PR #10282, opened 2021-04-22
MULE-19342: Parallelism problem in blocking ops processing.

fsgonz:


elrodro83 (changes requested):

modules/extensions-support/src/main/java/org/mule/runtime/module/extension/internal/runtime/operation/ComponentMessageProcessor.java
```diff
@@ -696,7 +692,10 @@ public ProcessingType getProcessingType() {
 
         @Override
         public boolean isAsync() {
```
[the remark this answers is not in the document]
fsgonz: If there is logic in using this in the proactor is the defintion in the jdoc of the OperationInnerProcessor
"An async processor is one that eventually changes the thread where it is executing.". That would be the criteria for adding parallelism or not in the proactor.
The problem is that the isAsync in the owner class has other semantics (it indicates that the processor *would* eventually change the thread, not that it would in all cases). I'll change the name of the methods to make it clear.

elrodro83 (changes requested):

elrodro83 (dismissed):

fsgonz:
--validate

core/src/main/java/org/mule/runtime/core/internal/processor/strategy/ComponentProcessor.java
```diff
@@ -0,0 +1,38 @@
...
+   */
+  boolean isBlocking();
+
+  /**
+   * Indicates that the processor may change the thread where it is executing but not always. For example if a reconnection
+   * strategy is applied and a connection problem happens.
+   *
+   * @return {@code} if the processor may be asynchronous.
+   */
+  boolean mayBeAsync();
```
marianogonzalez, line 37: this name is misleading and could be interpreted as something that is only important when `isBlocking()` returns false. I would rename this to `mayJumpThreads` or something like that

core/src/main/java/org/mule/runtime/core/internal/processor/strategy/ComponentProcessor.java
```diff
@@ -0,0 +1,38 @@
...
+ * The software in this package is published under the terms of the CPAL v1.0
+ * license, a copy of which has been included with this distribution in the
+ * LICENSE.txt file.
+ */
+package org.mule.runtime.core.internal.processor.strategy;
+
+import org.mule.runtime.core.api.processor.ReactiveProcessor;
+
+/**
+ * Specialization of {@link ReactiveProcessor} that allows to perform certain optimizations when the processor is not blocking, as
```
marianogonzalez, line 12: allows to perform -> allows performing

marianogonzalez, line 12: I think this contract needs to be better defined. If the purpose is to allow for optimizations, then the interface name should reflect that an execution type is what's being modeled. If what this is modeling is the execution of a mule component, then the jdoc should reflect that and execution optimizations is only ONE aspect of that

core/src/main/java/org/mule/runtime/core/internal/processor/strategy/ComponentProcessor.java
```diff
@@ -0,0 +1,38 @@
...
+ * indicated by its {@link #isBlocking()} method and that evaluates if a thread switch may happen, as indicated by its
```
marianogonzalez, line 13: this sentence is confusing. It's not clear if `mayBeAsync()` should only be considered whtn the operation is blocking, or if the `and` is a typo which should be removed.

core/src/main/java/org/mule/runtime/core/internal/processor/strategy/ComponentProcessor.java
```diff
@@ -0,0 +1,38 @@
...
+ */
+public interface ComponentProcessor extends ReactiveProcessor {
+
+  /**
+   * A blocking processor is one that will perform blocking calls. So it is not guaranteed that a thread switch happens before
+   * that call or that the operation returns without blocking.
+   *
+   * @return {@code} if the processor is blocking.
+   */
+  boolean isBlocking();
```
marianogonzalez, line 29: I think that splitting one single semantic into two different methods is a bad practice which opens the door to inconsistent states, not to mention that it forces a very specific consumption contracts.

I would replace these two methods by a single which returns an enum with values `FIX_THREAD_BLOCKING, THEAD_JUMPING_BLOCKING, ASYNC`

modules/extensions-support/src/main/java/org/mule/runtime/module/extension/internal/runtime/operation/ComponentMessageProcessor.java
```diff
@@ -825,73 +827,18 @@ private void unsetCurrentLocation(boolean wasProcessorPathSet) {
 
   private void initRetryPolicyResolver() {
     Optional<ConfigurationInstance> staticConfig = getStaticConfiguration();
+    RetryPolicyTemplateResolver policyResolver =
+        getRetryPolicyTemplateResolver();
```
marianogonzalez, line 831: single line

marianogonzalez (changes requested):

core/src/main/java/org/mule/runtime/core/internal/processor/strategy/ComponentProcessor.java
fsgonz: only isBlocking was left as this is the only aspect from the operation/component which should be taken into account for the optimization.

core/src/main/java/org/mule/runtime/core/internal/processor/strategy/ComponentProcessor.java
fsgonz: only isBlocking was left as this is the only aspect from the operation/component which should be taken into account for the optimization. The jdoc and the interface was renamed again.

fsgonz:
--validate

core/src/main/java/org/mule/runtime/core/internal/processor/strategy/ComponentProcessor.java
fsgonz: I've used the original motivation for the introduction of this inner processor to write the jdoc (originally named OperationInnerProcessor MULE-17939). I've changed the name to ComponentInnerProcessor. The idea is to apply the processing strategy only to the operation when there is a policy involved.

fsgonz: Second option:
Specialization of {@link ReactiveProcessor} that allows execution of a mule component taking into account its processing strategy when it has to be decoupled from a policy (see MULE-17939). This allows performing certain optimizations when the processor is not blocking, as indicated by its {@link #isBlocking()} method.

marianogonzalez (approved):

**PROBLEM:** Please reproduce all of the entries exactly as they stand.

**EXERCISE SOLUTION:**
PR #10282, opened 2021-04-22
MULE-19342: Parallelism problem in blocking ops processing.

fsgonz:


elrodro83 (changes requested):

modules/extensions-support/src/main/java/org/mule/runtime/module/extension/internal/runtime/operation/ComponentMessageProcessor.java
```diff
@@ -696,7 +692,10 @@ public ProcessingType getProcessingType() {
 
         @Override
         public boolean isAsync() {
```
[the remark this answers is not in the document]
fsgonz: If there is logic in using this in the proactor is the defintion in the jdoc of the OperationInnerProcessor
"An async processor is one that eventually changes the thread where it is executing.". That would be the criteria for adding parallelism or not in the proactor.
The problem is that the isAsync in the owner class has other semantics (it indicates that the processor *would* eventually change the thread, not that it would in all cases). I'll change the name of the methods to make it clear.

elrodro83 (changes requested):

elrodro83 (dismissed):

fsgonz:
--validate

core/src/main/java/org/mule/runtime/core/internal/processor/strategy/ComponentProcessor.java
```diff
@@ -0,0 +1,38 @@
...
+   */
+  boolean isBlocking();
+
+  /**
+   * Indicates that the processor may change the thread where it is executing but not always. For example if a reconnection
+   * strategy is applied and a connection problem happens.
+   *
+   * @return {@code} if the processor may be asynchronous.
+   */
+  boolean mayBeAsync();
```
marianogonzalez, line 37: this name is misleading and could be interpreted as something that is only important when `isBlocking()` returns false. I would rename this to `mayJumpThreads` or something like that

core/src/main/java/org/mule/runtime/core/internal/processor/strategy/ComponentProcessor.java
```diff
@@ -0,0 +1,38 @@
...
+ * The software in this package is published under the terms of the CPAL v1.0
+ * license, a copy of which has been included with this distribution in the
+ * LICENSE.txt file.
+ */
+package org.mule.runtime.core.internal.processor.strategy;
+
+import org.mule.runtime.core.api.processor.ReactiveProcessor;
+
+/**
+ * Specialization of {@link ReactiveProcessor} that allows to perform certain optimizations when the processor is not blocking, as
```
marianogonzalez, line 12: allows to perform -> allows performing

marianogonzalez, line 12: I think this contract needs to be better defined. If the purpose is to allow for optimizations, then the interface name should reflect that an execution type is what's being modeled. If what this is modeling is the execution of a mule component, then the jdoc should reflect that and execution optimizations is only ONE aspect of that

core/src/main/java/org/mule/runtime/core/internal/processor/strategy/ComponentProcessor.java
```diff
@@ -0,0 +1,38 @@
...
+ * indicated by its {@link #isBlocking()} method and that evaluates if a thread switch may happen, as indicated by its
```
marianogonzalez, line 13: this sentence is confusing. It's not clear if `mayBeAsync()` should only be considered whtn the operation is blocking, or if the `and` is a typo which should be removed.

core/src/main/java/org/mule/runtime/core/internal/processor/strategy/ComponentProcessor.java
```diff
@@ -0,0 +1,38 @@
...
+ */
+public interface ComponentProcessor extends ReactiveProcessor {
+
+  /**
+   * A blocking processor is one that will perform blocking calls. So it is not guaranteed that a thread switch happens before
+   * that call or that the operation returns without blocking.
+   *
+   * @return {@code} if the processor is blocking.
+   */
+  boolean isBlocking();
```
marianogonzalez, line 29: I think that splitting one single semantic into two different methods is a bad practice which opens the door to inconsistent states, not to mention that it forces a very specific consumption contracts.

I would replace these two methods by a single which returns an enum with values `FIX_THREAD_BLOCKING, THEAD_JUMPING_BLOCKING, ASYNC`

modules/extensions-support/src/main/java/org/mule/runtime/module/extension/internal/runtime/operation/ComponentMessageProcessor.java
```diff
@@ -825,73 +827,18 @@ private void unsetCurrentLocation(boolean wasProcessorPathSet) {
 
   private void initRetryPolicyResolver() {
     Optional<ConfigurationInstance> staticConfig = getStaticConfiguration();
+    RetryPolicyTemplateResolver policyResolver =
+        getRetryPolicyTemplateResolver();
```
marianogonzalez, line 831: single line

marianogonzalez (changes requested):

core/src/main/java/org/mule/runtime/core/internal/processor/strategy/ComponentProcessor.java
fsgonz: only isBlocking was left as this is the only aspect from the operation/component which should be taken into account for the optimization.

core/src/main/java/org/mule/runtime/core/internal/processor/strategy/ComponentProcessor.java
fsgonz: only isBlocking was left as this is the only aspect from the operation/component which should be taken into account for the optimization. The jdoc and the interface was renamed again.

fsgonz:
--validate

core/src/main/java/org/mule/runtime/core/internal/processor/strategy/ComponentProcessor.java
fsgonz: I've used the original motivation for the introduction of this inner processor to write the jdoc (originally named OperationInnerProcessor MULE-17939). I've changed the name to ComponentInnerProcessor. The idea is to apply the processing strategy only to the operation when there is a policy involved.

fsgonz: Second option:
Specialization of {@link ReactiveProcessor} that allows execution of a mule component taking into account its processing strategy when it has to be decoupled from a policy (see MULE-17939). This allows performing certain optimizations when the processor is not blocking, as indicated by its {@link #isBlocking()} method.

marianogonzalez (approved):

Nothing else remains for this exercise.